In 1997, IBM shocked the world when its computer program, Deep Blue, beat the world chess champion Gary Kasparov in a six-game match. Two decades later, AlphaZero, a program designed by DeepMind, a subsidiary of Google, accomplished something far more impressive. Not only does the program know how to play strategy games, including chess, better than any human on Earth, but it learned how to play them on its own.
Simple but smart
Most game programs have been the product of thousands of data inputs. For instance, Stockfish, the open source chess engine that is widely considered the best conventional chess engine in the world, is updated constantly.
AlphaZero, however, is stunningly simple. The only knowledge that it was programmed with was the rules of chess, shogi and go.
It’s made up of two parts: a neural network and the Monte Carlo Tree Search algorithm. Initially, when the system is unleashed, it is relatively bad at the game. Like a beginning player, the neural network picks random points on the decision tree and sees what happens.
However, the more games it plays, the better the neural network understands it. And of course, it has the advantage of playing much faster than a human. In its first nine hours of existence, AlphaZero played 44 million games of chess against itself. After two hours, it was better than any human. After four hours, it was beating the best chess program in the world.
In the two decades since losing to DeepBlue, Gary Kasparov had grown used to seeing computer programs attain new heights in gameplay. However, there was something fundamentally different about AlphaZero: it played like a human!

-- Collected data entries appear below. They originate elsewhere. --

PR #255, opened 2019-12-21
Test for the directory structure

Nitroretro:
Ensure that calcurse uses the right data and configuration directories depending on the conditions.

**Related:** #254 (issue: #252)

### DIFF
--- a/test/Makefile.am
+++ b/test/Makefile.am
@@ -4,6 +4,12 @@ TESTS = \
 	true-001.sh \
 	run-test-001.sh \
 	run-test-002.sh \
+	io-001.sh \
+	io-002.sh \
+	io-003.sh \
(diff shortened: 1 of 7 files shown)


lfos:
Awesome, thank you! Merged into `pu`.

Nitroretro:
No problem!

lhca:
Older Linux installations (mine for example) do not have `realpath`, which causes `io-005.sh` and `io-006.sh` to fail. But `readlink -f` will do.

lfos:
> Older Linux installations (mine for example) do not have `realpath`, which causes `io-005.sh` and `io-006.sh` to fail. But `readlink -f` will do.

Good catch! I updated the patch on `pu`.

PR #539, opened 2016-05-22
FIX: on too low bandwidth, use min bandwidth

ArneBab:
I think this should have been the behaviour all along to allow us to upgrade the network to new internet connection requirements without continuously killing old nodes.

I cannot just re-use the checking function, because that must throw an exception for the config settings.

### DIFF
--- a/src/freenet/node/Node.java
+++ b/src/freenet/node/Node.java
@@ -1582,6 +1582,10 @@ public class Node implements TimeSkewDetectorCallback {
 		});
 
 		int obwLimit = nodeConfig.getInt("outputBandwidthLimit");
+		if (obwLimit < minimumBandwidth) {
+			obwLimit = minimumBandwidth; // upgrade slow nodes automatically
+		}
+
 		outputBandwidthLimit = obwLimit;
 		try {
 			checkOutputBandwidthLimit(outputBandwidthLimit);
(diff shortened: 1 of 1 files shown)


Thynix:
What changed the bandwidth limit?

src/freenet/node/Node.java
```diff
@@ -1582,6 +1582,10 @@ public void set(Integer obwLimit) throws InvalidConfigValueException {
 		});
 
 		int obwLimit = nodeConfig.getInt("outputBandwidthLimit");
+		if (obwLimit < minimumBandwidth) {
+			obwLimit = minimumBandwidth; // upgrade slow nodes automatically
```
Thynix: Thoughts on logging about clamping the values?

ArneBab: that would be good, yes.

ArneBab:
@Thynix I fear that *I* changed the bandwidth limit, because the existing limit did not actually suffice to keep the connections (I tried). I did not expect Freenet to just not start when the value is lower than the minimum value (seems no one expected that we might want to raise that) — the bug report took me completely by surprise…

src/freenet/node/Node.java
ArneBab: it logs now

ArneBab:
Stronger reason: Look at the connection number stats. The peak at 11 connections goes much too far to 5 (and below). More than I expect from the randomization. That means too many people don’t manage to keep the minimum of 10 connections.

Thynix:
What commit changed the bandwidth limit?

ArneBab:
This one: https://github.com/ArneBab/fred-staging-1/commit/565e7fcaea564ed5b50c3403e0a207cc2cd01d8e

Thynix:
Oh. Whoops. I misremembered the minimum as like 12 KiB/s already.

ArneBab:
thank you!

PR #541, opened 2016-05-26
Deprecate functions of class Fields in favor of Java API

xor-freenet:
Please review carefully:
I'm not qualified to perfectly judge whether the replacements behave sufficiently similar.
This especially applies to commits b2fdf98cb8322fc8578c0d0ee3d94ce23ce5238e and cacf24e30ceb5d0b45073d3bd50eb899b1d6f05d.

### DIFF
--- a/src/freenet/support/Fields.java
+++ b/src/freenet/support/Fields.java
@@ -425,9 +425,7 @@ public abstract class Fields {
 			return compareBytes(o1, o2);
 		}
 	}
-
-	// could add stuff like IntegerComparator, LongComparator etc.
-	// if we need it
+	
 	public static int hashCode(byte[] b) {
 		return hashCode(b, 0, b.length);
 	}
--- a/src/freenet/support/Fields.java
+++ b/src/freenet/support/Fields.java
@@ -391,6 +391,8 @@ public abstract class Fields {
 		return 0;
 	}
 
+	/** @deprecated Use {@link Arrays#equals(byte[], byte[])} */
+	@Deprecated
 	public static boolean byteArrayEqual(byte[] a, byte[] b) {
 		if(a.length != b.length)
 			return false;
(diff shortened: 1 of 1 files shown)


src/freenet/support/Fields.java
```diff
@@ -924,21 +934,33 @@ public static int compareObjectID(Object o1, Object o2) {
...
 		return 0;
 	}
 
-	/** Avoid issues with NaN's. */
+	/**
+	 * Avoid issues with NaN's.
+	 * @deprecated
+	 *     Use {@link Double#compare(double, double)}. Notice: It may behave differently with
+	 *     regards to special values (e.g. -0.0). Check its source code if you need precisely
+	 *     the same behavior. */
```
bertm: We really can't use this kind of comments. This should either document what is different exactly. If the differences are too great, this method serves a good purpose of preventing duplication of logic and should not be deprecated.

That said, this method is blatantly inconsistent with `Double.compare` on negative integers and `NaN`.

xor-freenet: Thanks! You're absolutely right, this is dissatisfying.

I have to say sorry - In the PR, I should have pointed at the the commit message to spare you from having to write this comment, it already hinted at why I did this:
I'm not a floating point expert. So I thought before I make false claims in the JavaDoc, I better leave it vague; and instead show myself to be willing to improve it from review results in case a floating point expert shows up! :)

I aimed at the following options for resolving this:
- I intentionally committed the deprecation of different types of code (hash codes, integer stuff, float stuff) in separate commits. This is to allow you to cherry-pick the good ones and leave stuff such as this behind if you don't think it's worth the hassle.
- If someone already is a float expert and can briefly give us a hint at the behavioral differences, I'm willing to write them into a longer JavaDoc and commit it.
- I can offer to try fulfilling my duty of figuring this out myself! May take some weeks though, lots of nice stuff is waiting to be finished (WoT release!), I don't want to get stuck too much on this :)

nextgens:
I like the idea here... but as @bertm said, it's just not ready. What do we do with it?

PR #543, opened 2016-05-27
Add password confirmation to disk crypto.

nathanielnebel:
This pull request aims to resolve issue #0006745 (https://bugs.freenetproject.org/view.php?id=6745) which requires the user to confirm their password when performing an upgrade (change password or setting a master password). Apologies for not signing this commit against my GPG key. Sorry for opening a new pull request for this issue, I tried to squash all of the changes into one commit and it messed up my repo and made it so I was unable to reopen the original pull request.


Thynix:
Unfortunately I will be largely unavailable for probably the next month or so for medical reasons, so I won't be able to review this as early as I'd like.

@ArneBab @nextgens Are you up for reviewing this?

src/freenet/clients/http/SecurityLevelsToadlet.java
```diff
@@ -168,32 +170,32 @@ public void handleMethodPOST(URI uri, HTTPRequest request, ToadletContext ctx) t
...
 							return;
 						}
 					}
-					if((newPhysicalLevel == PHYSICAL_THREAT_LEVEL.LOW || newPhysicalLevel == PHYSICAL_THREAT_LEVEL.NORMAL) &&
+					if ((newPhysicalLevel == PHYSICAL_THREAT_LEVEL.LOW || newPhysicalLevel == PHYSICAL_THREAT_LEVEL.NORMAL) &&
 							oldPhysicalLevel == PHYSICAL_THREAT_LEVEL.HIGH) {
 						// Check for password
 						String password = request.getPartAsStringFailsafe("masterPassword", SecurityLevelsToadlet.MAX_PASSWORD_LENGTH);
-						if(password != null && password.length() > 0) {
+						if (password != null && password.length() > 0) {
```
bertm: `password` cannot be `null` here as per the specification of `HttpRequest.getPartAsStringFailsafe`

bertm:
Reviewing this is hugely frustrating due to all the unrelated changes to whitespace.

Also, the whitespace changes belong in their own commit as they are completely unrelated to the commit message of 51e540b. As it is now, `git blame` would show "Add password confirmation to disk crypto." as justification of unrelated changes all over the place.

nathanielnebel:
@bertm Sorry about that, Thynix already told me to avoid doing that in the future.

ArneBab:
@bertm couldn’t you diff -w the commits? (ignore all whitespace)

src/freenet/clients/http/SecurityLevelsToadlet.java
nathanielnebel: This was one of the style changes that I should have put into another commit, I have removed the unneeded null check though.

src/freenet/clients/http/SecurityLevelsToadlet.java
```diff
@@ -110,43 +110,45 @@ public void handleMethodPOST(URI uri, HTTPRequest request, ToadletContext ctx) t
...
 							return;
 						} catch (AlreadySetPasswordException e) {
 							sendChangePasswordForm(ctx, false, true, newPhysicalLevel.name());
-							if(changedAnything)
+							if (changedAnything)
 								core.storeConfig();
 							return;
 						}
-					} else if(password != null || oldPassword != null) {
+					} else if (password != null || oldPassword != null) {
```
nathanielnebel: Unneeded nullcheck, remove this.

src/freenet/clients/http/SecurityLevelsToadlet.java
```diff
@@ -250,7 +252,7 @@ public void handleMethodPOST(URI uri, HTTPRequest request, ToadletContext ctx) t
 									l10nSec("passwordForDecryptTitle"), contentNode, "password-prompt", false).
 									addChild("div", "class", "infobox-content");
 
-							if(password != null && password.length() == 0) {
+							if (password != null && password.length() == 0) {
```
nathanielnebel: Unneeded nullcheck, please remove.

nathanielnebel:
If you guys see any more errors that I or you have not made a line-note for please let me know and I will fix it.

bertm:
FYI: with all changes unstaged, `git diff -U0 -w --no-color | git apply --cached --ignore-whitespace --unidiff-zero` adds the non-whitespace changes to the index but keeps the whitespace-only changes unstaged.

I strongly suggest you to use a separate branch for each pull request by the way, currently you're working in next and that will eventually lead to a mess when you try to pull other changes.

src/freenet/clients/http/SecurityLevelsToadlet.java
```diff
@@ -686,6 +693,25 @@ public static void generatePasswordFormPage(boolean wasWrong, ToadletContainer c
 		HTMLNode form = ctx.addFormChild(content, postTo, "masterPasswordForm");
 		generatePasswordFormPage(wasWrong, form, content, forDowngrade, forUpgrade, physicalSecurityLevel, redirect);
 	}
+	
+	public static void generatePasswordConfirmationForm(HTMLNode formNode) {
```
bertm: Why is this method public and static?

src/freenet/l10n/freenet.l10n.en.properties
```diff
@@ -1783,14 +1783,18 @@ SecurityLevels.enterPasswordTitle=Enter the master password to access cached con
 SecurityLevels.passwordWrong=You entered the wrong password. Please enter the correct password to enable access to the client-cache and improve browsing performance.
 SecurityLevels.enterPassword=Please enter the master password to enable access to downloads and uploads and to improve performance by enabling the recently browsed freesites cache.
 SecurityLevels.setPasswordLabel=Set the password
+SecurityLevels.confirmPasswordLabel=Confirm password
+SecurityLevels.passwordLabel=Password
 SecurityLevels.setPassword=Please set the master password, which will be used to protect cached content. The stronger the password the stronger the protection: lots of letters and numbers and punctuation is best.
 SecurityLevels.passwordNotZeroLength=The password must be at least one character long i.e. it must not be "".
+SecurityLevels.passwordsDoNotMatch=The passwords must match and they must be at least one character long i.e. it must not be "".
```
bertm: The non-matching password error message does not have to include the non-empty password requirement: at least one of the passwords entered (either password or confirmation) was non-empty after all!

src/freenet/clients/http/SecurityLevelsToadlet.java
nathanielnebel: I made it static because the method doesn't need to be specific to that instance of the class, public on the other hand is a good question. I considered making it private since it is only used in that class but I saw that methods that provide similar functionality were also made public. I will make it private though as that does make way more sense.

src/freenet/l10n/freenet.l10n.en.properties
bertm: While in general it is a great idea to tell the user what would be expected of them (such as the rules passwords have to adhere to), in this case we want to point out a user error that does not need further explanation. We'd better tell the user what went wrong instead, something like "Password doesn't match confirmation"

nathanielnebel: I talked to Thynix about this and said that the message passwordsDoNotMatch was specific to cases where there was both prompting and confirmation and Xor said that more specific error messages were preferred. The message on line 1789 is specific to cases where it is only prompting for the password and the only possible error is zero length passwords.

src/freenet/clients/http/SecurityLevelsToadlet.java
bertm: There's no need to use this in a static context, it is only used (and to be used) by instances of `SecurityLevelsToadlet`. It's generally a good idea to reduce the exposure of any piece of code wherever possible.

src/freenet/l10n/freenet.l10n.en.properties
bertm: What I'm trying to say is the following: by the time we display this message to the user, we know that he has entered a non-empty password into at least one of the inputs (two empty passwords are equal after all), so he already demonstrated to be aware of the latter requirement.

I'm fine with a plain "The passwords must match" if you prefer to address the user this way. @xor-freenet any comments on this?

bertm:
What I'd like to see is the following:

* Have the functional and whitespace-only changes as separate commits.
* Use `.isEmpty()` instead of comparing `.length()` with zero.
* The indentation now uses mixed spaces and tabs. The surrounding code uses tabs AFAICS, please follow that convention.
* Address the other code quality comments from above.

The functional changes look fine. That said, I haven't tested it yet and should take another look when it's still before midnight sometime soon.

src/freenet/clients/http/SecurityLevelsToadlet.java
nathanielnebel: @bertm A lot of the methods in this class that draw components are static and therefor can only call other static methods. I have changed it to private but I was wondering if you would like me to change all of the other methods so they are not static?

src/freenet/l10n/freenet.l10n.en.properties
nathanielnebel: @bertm Just tested it with the new error message, and it worked as you just said. No need to include the password requirements.

src/freenet/clients/http/SecurityLevelsToadlet.java
bertm: There's no need for that, it's a style issue (that does not affect readability), not a defect.

Don't fix it if it ain't broken, it will be addressed once that code sees other changes.

PR #544, opened 2016-05-28
Eclipse config: Fix compiler Java version to match Ant builder

xor-freenet:
= Set to Java 7.

The date stamp was removed by Eclipse automatically. I think that makes sense, the file was modified more recently now.


bertm:
Looks good to me

PR #548, opened 2016-05-30
Add confirmation prompt to disk crypto.

nathanielnebel:
This pull request aims to resolve issue #0006745 (https://bugs.freenetproject.org/view.php?id=6745) which requires the user to confirm their password when performing an upgrade (change password or setting a master password). Apologies for making this any messier than it needed to be with the pull requests and all, I thought I could reopen the one I made last night before I closed it because I noticed an issue with one section that I failed to notice when testing the changes. Thank you for taking the time to look over this and I hope after all of the valuable feedback that it is ready to be merged.


nextgens:
This looks good. Thanks!

PR #549, opened 2016-05-31
Hotfix for Frostbite

bertm:
This adds additional sanity checks and makes the KeyListener code more resilient to malicious splitfiles.


bertm:
An improved version of 0eb5960 can be found in c15b24d, but the changes therein are more involved and need review.

PR #551, opened 2016-06-01
fproxy-page: sanitize the content of the key input field

ArneBab:
With this change, the fetch key field can be used with an anchor as well as with links which use the default host and port. That allows telling users to just put a Freenet link into that fetch field (which also avoids attacks from putting a key into the url field of the browser).

### DIFF
--- a/NEWS.md
+++ b/NEWS.md
@@ -1,5 +1,12 @@
 next ():
 
+- fproxy: fetch key form: preserve anchor and kill host:port
+- fix monthly bandwidth selection bug
+- fix breakage from increased min bandwidth 
+- prevent denial-of-service via misconstructed manifests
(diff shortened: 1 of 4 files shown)


bertm:
9bf078b should not be part of this pull request.

ArneBab:
@bertm including that wasn’t intentional.

ArneBab:
Can you estimate the effort for switching to a POST request? I likely won’t have much time to work on this the next weeks.

ArneBab:
I think you’re right ☹

Bombe would say that I have to differentiate between easy solutions and too easy solutions which break things.

nextgens:
I've implemented it differently in #551 please review :)

PR #553, opened 2016-06-05
Ant builder: Analyze test coverage and code complexity using Cobertura

xor-freenet:
(Please consider including the subject and description of this PR as body of the merge commit message.)

Cobertura is a tool which injects its own code during the unit tests to analyze which code of the fred core is called during test runs. This yields HTML output which contains things such as:
- a view of the source code with the lines being color-coded as: red = untested, green = tested. 
- a percentage of how many lines of code are covered by the tests.
- a percentage of how many code paths (if() etc) are covered by the tests.
- bonus static analysis: the "average McCabe's cyclomatic code complexity for all methods." = average number of code paths. This can be used to find giant functions which need to be split up.
- the above statistics both for the whole repository and also for each package and class.

This branch amends the Ant builder to optionally use Cobertura and provide the HTML output at `./test-coverage/html`

As dependency you only need to install the standard Ubuntu "cobertura" package. Alternatively, put a cobertura.jar into `./lib`
It can then be executed by:
`ant clean && ant -Dtest.coverage=true`
Incremental compilation, i.e. leaving out the `ant clean`, should also work as long as you don't delete classes.
You can also compute test coverage as caused by only a specific single unit test class:
`ant -Dtest.coverage=true -Dtest.class=freenet.packageName.ClassName`

Full HTML output, accessible with Freenet:
http://127.0.0.1:8888/CHK@ukoL~NGt6t0p9VRJ7RATO0vxlGVr0mBvL0qB164A4Y8,DbjfwdzSP7hDN11-s20k79tRURobCRtyZyVGppVH1ZY,AAMC--8/test-coverage-fred_testing-build-1474-pre1-122-g5baa142/index.html

Clearnet-accesible screenshot of the overall statistics for the whole repository: http://i.imgur.com/xTuZwBv.png

For review purposes, consult the Cobertura Ant documentation at https://github.com/cobertura/cobertura/wiki/Ant-Task-Reference

### DIFF
--- a/build-clean.xml
+++ b/build-clean.xml
@@ -222,6 +222,8 @@ maintainers may prefer to use this instead of build.xml.
 		<mkdir dir="${main.dst}"/>
 		<mkdir dir="${test.make}"/>
 		<mkdir dir="${test.dst}"/>
+		<mkdir dir="${test.coverage.make}"/>
+		<mkdir dir="${test.coverage.dst}"/>
 	</target>
 
 	<target name="dep" depends="ensure-ext, ensure-bc, ensure-gjs"/>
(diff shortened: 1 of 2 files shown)


nextgens:
This is deprecated by #590 

If you want code coverage analysis, do it with gradle.

PR #554, opened 2016-06-05
Fix bug #6488: visit freesite looses the anchor

nextgens:
The better version of #551


src/freenet/clients/http/WelcomeToadlet.java
```diff
@@ -265,6 +265,18 @@ public void handleMethodPOST(URI uri, HTTPRequest request, ToadletContext ctx) t
             writeHTMLReply(ctx, 200, "OK", pageNode.generate());
             request.freeParts();
             bucket.free();
+            return;
+        } else if (request.isPartSet("key")) {
+            if(!ctx.checkFormPassword(request)) return;
+            String key;
+            try {
+              key = URLDecoder.decode(new FreenetURI(request.getPartAsStringFailsafe("key", 256)).toURI("/").toString(), false);
```
bertm: FreenetURI imposes a limit of 32767 (= Short.MAX_VALUE) to the key's length. Any reason to limit it to less than that?

src/freenet/clients/http/WelcomeToadlet.java
```diff
@@ -265,6 +265,18 @@ public void handleMethodPOST(URI uri, HTTPRequest request, ToadletContext ctx) t
...
+            } catch (Exception e) {
+              sendErrorPage(ctx, "Invalid URI", "This URI is invalid!", e);
```
bertm: This need l10n

nextgens: I know that we've translated error messages in the past... but I'm not sure it's a good idea; do you insist on this?

src/freenet/clients/http/WelcomeToadlet.java
nextgens: I've copied/doubled what was above... but fair enough, we don't need a limit here

src/freenet/clients/http/WelcomeToadlet.java
bertm: I don't care much for the more obscure (internal) error messages, but this one can easily be triggered by the user mistyping stuff. This is user interface stuff after all.

I won't object to having this merged without being l10n'ed, but if you find the time, please do so.

src/freenet/clients/http/WelcomeToadlet.java
```diff
@@ -265,6 +265,18 @@ public void handleMethodPOST(URI uri, HTTPRequest request, ToadletContext ctx) t
             writeHTMLReply(ctx, 200, "OK", pageNode.generate());
             request.freeParts();
             bucket.free();
+            return;
+        } else if (request.isPartSet("key")) {
+            if(!ctx.checkFormPassword(request)) return;
+            String key;
+            try {
+              key = URLDecoder.decode(new FreenetURI(request.getPartAsStringFailsafe("key", Short.MAX_VALUE)).toURI("/").toString(), false);
```
ArneBab: could you split this line? (it’s longer than the visible width in Github)

PR #558, opened 2016-06-13
Warn users that java1.7 is EOL

nextgens:
Odds are we won't require java8 before it's in debian stable...
and it won't be before stretch is released (freeze is scheduled for 02/2017)


nextgens:
14:00 <@Bombe> nextgens, we should have started nagging them about that a long 
               time ago. :)

PR #559, opened 2016-06-13
adjust bw limit: min peers 4 and min bandwidth 5KiB/s (more risky option)

ArneBab:
This is one of two options I see for reducing the required peer count per bandwidth.

I see it as important, because current versions of Freenet have difficulty keeping more than 70 connections, so users with high bandwidth have flapping connections, which will stop convergence of the network.

This is the more risky option: reducing the minimum bandwidth back down to 5KiB and allowing the peers to go down to 4 — one long connection and 3 short ones. With this change, very slow nodes should contribute to routing roughly as much (or as little) as they did with 10 connections before the link length fix.

On the other hand, with this change, slow nodes should easily be able to keep all their connections.

### DIFF
--- a/src/freenet/clients/http/wizardsteps/BANDWIDTH_MONTHLY.java
+++ b/src/freenet/clients/http/wizardsteps/BANDWIDTH_MONTHLY.java
@@ -27,7 +27,7 @@ public class BANDWIDTH_MONTHLY extends BandwidthManipulator implements Step {
 	 */
 	private static final Double minCap = 2*Node.getMinimumBandwidth()*secondsPerMonth/GB;
 
-	private static final long[] caps = { (long)Math.ceil(minCap), 100, 150, 250, 500 };
+	private static final long[] caps = { (long)Math.ceil(minCap), 50, 100, 150, 250, 500 };
 
 	public BANDWIDTH_MONTHLY(NodeClientCore core, Config config) {
 		super(core, config);
--- a/src/freenet/node/Node.java
+++ b/src/freenet/node/Node.java
@@ -782,11 +782,11 @@ public class Node implements TimeSkewDetectorCallback {
 	private boolean enableRoutedPing;
 
 	/**
-	 * Minimum bandwidth limit in bytes considered usable: 5 KiB. If there is an attempt to set a limit below this -
+	 * Minimum bandwidth limit in bytes considered usable: 4 KiB. If there is an attempt to set a limit below this -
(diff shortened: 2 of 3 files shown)


bertm:
> I see it as important, because current versions of Freenet have difficulty keeping more than 70 connections, so users with high bandwidth have flapping connections, which will stop convergence of the network.

Are you confident that this observation is not just a side-effect forced disconnects due to Frostbite and the recent mandatory update?

ArneBab:
I’m pretty confident about that, yes, because the fraction of peers with 80 connections increased. I might still be wrong, though.

This is the old distribution: `http://127.0.0.1:8888/SSK@pxtehd-TmfJwyNUAW2Clk4pwv7Nshyg21NNfXcqzFv4,LTjcTWqvsq3ju6pMGe9Cqb3scvQgECG81hRdgj5WO4s,AQACAAE/statistics-1226/plot_peer_count.png`

This is the current one:

xor-freenet:
@ArneBab 
> This is the old distribution: http://127.0.0.1:8888/SSK@pxtehd-TmfJwyNUAW2Clk4pwv7Nshyg21NNfXcqzFv4,LTjcTWqvsq3ju6pMGe9Cqb3scvQgECG81hRdgj5WO4s,AQACAAE/statistics-1226/plot_peer_count.png

Can you please edit your comment to include an actual copy of the image? Github allows that and it will be more convenient for reviewers & cannot fall out of the network.

> This is the current one:

Did you intentionally post an empty graph or was this a mistake?

ArneBab:

> @ArneBab 
>> This is the old distribution: http://127.0.0.1:8888/SSK@pxtehd-TmfJwyNUAW2Clk4pwv7Nshyg21NNfXcqzFv4,LTjcTWqvsq3ju6pMGe9Cqb3scvQgECG81hRdgj5WO4s,AQACAAE/statistics-1226/plot_peer_count.png
>
> Can you please edit your comment to include an actual copy of the image? Github allows that and it will be more convenient for reviewers & cannot fall out of the network.
>
>> This is the current one:
>
> Did you intentionally post an empty graph or was this a mistake?

The graph is from Steve’s site and he changed the stats collection to
not include that.

I can replace both, yes.
-- 
Unpolitisch sein
heißt politisch sein
ohne es zu merken

ArneBab:
This should actually be less risky than I thought, because existing users should all have at least 6 connections (with the old minimum of 10KiB/s upload).

PR #882, opened 2024-01-09
 Remove security lowering kludge.

Juiceman:
As stated in the description of this option, if a large portion of the network disables packet padding it makes the network easier to trace. 15 years later now, if network overhead is a real concern for some users they can tweak this themselves.

### DIFF
--- a/src/freenet/node/NodeCryptoConfig.java
+++ b/src/freenet/node/NodeCryptoConfig.java
@@ -240,18 +240,6 @@ public class NodeCryptoConfig {
 		});
 		
 		paddDataPackets = config.getBoolean("paddDataPackets");
-		securityLevels.addNetworkThreatLevelListener(new SecurityLevelListener<NETWORK_THREAT_LEVEL>() {
-
-			@Override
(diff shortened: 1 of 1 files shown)


src/freenet/node/NodeCryptoConfig.java
```diff
@@ -240,18 +240,6 @@ public void set(Boolean val) throws InvalidConfigValueException, NodeNeedRestart
...
-			@Override
-			public void onChange(NETWORK_THREAT_LEVEL oldLevel, NETWORK_THREAT_LEVEL newLevel) {
-				// Might be useful for nodes which are running with a tight bandwidth quota to minimize the overhead,
-				// so turn it off for LOW. Otherwise is sensible.
-				if(newLevel == NETWORK_THREAT_LEVEL.LOW)
-					paddDataPackets = false;
-				if(oldLevel == NETWORK_THREAT_LEVEL.LOW)
-					paddDataPackets = true;
-			}
-		});
```
ArneBab, line 254: does this also remove the config option in the UI?

ArneBab:
Oh — you’re right. Since with normal network level the overhead is rarely more than 12%, I agree that we should simply remove this.

ArneBab:
Merged into next — thank you again!

PR #883, opened 2024-01-15
Change string comparison into a .isEmpty() check

Juiceman:
We are actually checking if the string is empty. Using .isEmpty() is clearer.

### DIFF
--- a/src/freenet/client/filter/CSSTokenizerFilter.java
+++ b/src/freenet/client/filter/CSSTokenizerFilter.java
@@ -1773,26 +1773,26 @@ class CSSTokenizerFilter {
 			}
 
 		}
-		if(isIDSelector && "".equals(id)) return null; // No ID
+		if(isIDSelector && id.isEmpty()) return null; // No ID
 
 		boolean elementValid =
 		    "*".equals(HTMLelement) ||
 		    (ElementInfo.isValidHTMLTag(HTMLelement.toLowerCase())) ||
-		    ("".equals(HTMLelement.trim()) &&
-                    ((!className.equals("")) || (!id.equals("")) || attSelections!=null ||
-                            !pseudoClass.equals("")));
+		    (HTMLelement.trim().isEmpty() &&
+                    ((!className.isEmpty()) || (!id.isEmpty()) || attSelections!=null ||
+                            !pseudoClass.isEmpty()));
 		if(!elementValid) return null;
 		
-		if(!className.equals("")) {
+		if(!className.isEmpty()) {
 		    // Note that the definition of isValidName() allows chained classes because it allows . in class names.
 		    if(!ElementInfo.isValidName(className))
 		        return null;
-		} else if(!id.equals("")) {
+		} else if(!id.isEmpty()) {
 		    if(!ElementInfo.isValidName(id))
 		        return null;
 		}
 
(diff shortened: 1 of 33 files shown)


src/freenet/client/filter/CSSTokenizerFilter.java
```diff
@@ -1773,26 +1773,26 @@ else if(HTMLelement.indexOf('#')!=-1)
 			}
 
 		}
-		if(isIDSelector && "".equals(id)) return null; // No ID
+		if(isIDSelector && id.isEmpty()) return null; // No ID
```
ArneBab, line 1776: are we sure here that id cannot be null? the check before was null-safe.

src/freenet/client/filter/CSSTokenizerFilter.java
```diff
@@ -4502,9 +4502,9 @@ public boolean recursiveDoubleBarVerifier(String expression,ParsedWord[] words,F
 							}
 							// Against the rest of the pattern: the part that we've tried and failed plus the part that we haven't tried yet.
 							// NOT against the verifier we were just considering, because the double-bar operator expects no more than one match from each component of the pattern.
-							String pattern = ignoredParts+((("".equals(ignoredParts))||("".equals(secondPart)))?"":"a")+secondPart;
+							String pattern = ignoredParts+(((ignoredParts.isEmpty())||(secondPart.isEmpty()))?"":"a")+secondPart;
```
ArneBab, line 4505: are we sure that ignoredParts and secondPart cannot be null?

ArneBab:
Except for few cases where I’m not sure about null-safety, this looks good to me.

src/freenet/client/filter/CSSTokenizerFilter.java
Bombe: Yes, this is either an empty string (assigned at declaration), or it’s the output of a `trim()` method call so this cannot be `null`.

src/freenet/client/filter/CSSTokenizerFilter.java
Bombe: Yeah, same as above; assigned an empty string at declaration time, or assigned other values that are not `null`. :)

src/freenet/clients/fcp/DirPutFile.java
```diff
@@ -50,7 +50,7 @@ public static DirPutFile create(SimpleFieldSet subset, String identifier, boolea
 		if(name == null)
 			throw new MessageInvalidException(ProtocolErrorMessage.MISSING_FIELD, "Missing field Name", identifier, global);
 		String contentTypeOverride = subset.get("Metadata.ContentType");
-		if(contentTypeOverride != null && (!contentTypeOverride.equals("")) && !DefaultMIMETypes.isPlausibleMIMEType(contentTypeOverride)) {
+		if(contentTypeOverride != null && (!contentTypeOverride.isEmpty()) && !DefaultMIMETypes.isPlausibleMIMEType(contentTypeOverride)) {
```
Bombe, line 53: The parentheses around the `isEmpty()` are unnecessary.

Juiceman: Fixed in [a29fa9d].
Thank you

ArneBab:
Merged — thank you!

“The conventional wisdom was that machines would approach perfection with endless dry maneuvering, usually leading to drawn games,” Kasparov wrote in Science Magazine. “But in my observation, AlphaZero prioritizes piece activity over material, preferring positions that to my eye looked risky and aggressive. Programs usually reflect priorities and prejudices of programmers, but because AlphaZero programs itself, I would say that its style reflects the truth.”
AlphaZero’s triumph over its conventional counterparts illustrates the distinction between the limited capabilities of powerful computers and the potentially limitless capabilities of artificial intelligence. Unlike conventional computers, which rely on humans to program them with information, AI develops knowledge on its own. For better or worse, it’s person-like ability to learn holds the potential to transform the world.
It’s less of a supercomputer than a superhuman.
After losing to AlphaZero, world go champion Lee Sedol was initially despondent, and issued an apology to fans for being “so powerless.” Eventually, however, he showed appreciation for his adversary: “Maybe it can show humans something we’ve never discovered. Maybe it’s beautiful.”
DeepMind releases AlphaZero preprint
The DeepMind team releases a preprint introducing AlphaZero, which within 24 hours of training achieved a superhuman level of play in chess, shogi and go by defeating world-champion programs Stockfish, elmo, and the 3-day version of AlphaGo Zero.
MuZero takes the stage
DeepMind publishes a new paper detailing MuZero, a new algorithm able to generalise on AlphaZero work, playing both Atari and board games without knowledge of the rules or representations of the game.